Blessing of Dimensionality for Approximating Sobolev Classes on Manifolds
Hong Ye Tan, Subhadip Mukherjee, Junqi Tang, Carola-Bibiane Schönlieb
TL;DR
This work proves ambient-dimension-free lower bounds for approximating bounded Sobolev function classes on compact Riemannian manifolds by finite-pseudo-dimension function classes. The main result shows ρ_n(W^{1,p}(1), L^q(M)) ≥ C(d,g,K,vol(M),p,q) (n + log n)^{-1/d}, with constants depending only on intrinsic geometric quantities such as curvature, volume, and injectivity radius, not on any ambient embedding. The authors develop a geometric packing-based construction and leverage Bishop–Gromov volume comparison and metric-entropy arguments to establish the lower bound, while situating it alongside existing upper-bound results for ReLU networks and Hölder approximations on manifolds. Practically, this implies a fundamental, ambient-dimension-free limit on generalization and approximation for manifold-supported data, guiding expectations for learning models operating under the manifold hypothesis.
Abstract
The manifold hypothesis says that natural high-dimensional data lie on or around a low-dimensional manifold. The recent success of statistical and learning-based methods in very high dimensions empirically supports this hypothesis, suggesting that typical worst-case analysis does not provide practical guarantees.
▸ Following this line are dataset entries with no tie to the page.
PR #2264, opened 2016-04-04
Optimize dependency context memory usage

pakrym:
1. Pool strings
2. Do not hold onto `DependencyContextJsonReader` in `DependencyContextLoader`
3. Use same reader with same string pool to load multiple contexts in case of portable app.

Brings `DependencyContext` size in ASP.NET app to ~250kb.

/cc @davidfowl

---
This change is [Reviewable](https://reviewable.io/reviews/dotnet/cli/2264)

### DIFF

A natural step for analysis is thus to assume the manifold hypothesis and derive bounds that are independent of any ambient dimensions that the data may be embedded in. Theoretical implications in this direction have recently been explored in terms of generalization of ReLU networks and convergence of Langevin methods. In this work, we consider optimal uniform approximations with functions of finite statistical complexity. While upper bounds on uniform approximation exist in the literature using ReLU neural networks, we consider the opposite: lower bounds to quantify the fundamental difficulty of approximation on manifolds. In particular, we demonstrate that the statistical complexity required to approximate a class of bounded Sobolev functions on a compact manifold is bounded from below, and moreover that this bound is dependent only on the intrinsic properties of the manifold, such as curvature, volume, and injectivity radius.